▸ What is required: What is the number of lines in the listing below that contain the string "function"? Give that number only.

▸ Data:
PR #1678, opened 2018-11-07
add variable for setting memory size for node

### LINKED ISSUE #1677: Wrong node memory size, when windows TARGET env variable is set

 /kind bug

**What happened**:

when user starts kubevirt cluster with command 
`make cluster-up`
and sets env variable:
`export TARGET="windows2016"` 
it creates node with only 4GB memory. But according to this [code](https://github.com/kubevirt/kubevirt/blob/master/cluster/ephemeral-provider-common.sh#L34), it should creates node with 8GB of memory.

It should creates node with 8GB memory
set env variable:
`export TARGET="windows2016"`
make cluster-up
cluster/kubectl.sh describe nodes
see wrong memory size

ksimon1:
This PR adds possibility to set memory size when node is created by setting special env variable
Fixes #1677

**Release note**:
```release-note
added new env variable for setting node memory size
```

### DIFF
--- a/cluster/ephemeral-provider-common.sh
+++ b/cluster/ephemeral-provider-common.sh
@@ -29,11 +29,11 @@ function _registry_volume() {
 }
 
 function _add_common_params() {
-    local params="--nodes ${KUBEVIRT_NUM_NODES} --memory 4096M --cpu 5 --random-ports --background --prefix $provider_prefix --registry-volume $(_registry_volume) kubevirtci/${image} ${KUBEVIRT_PROVIDER_EXTRA_ARGS}"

▸ Response box: 2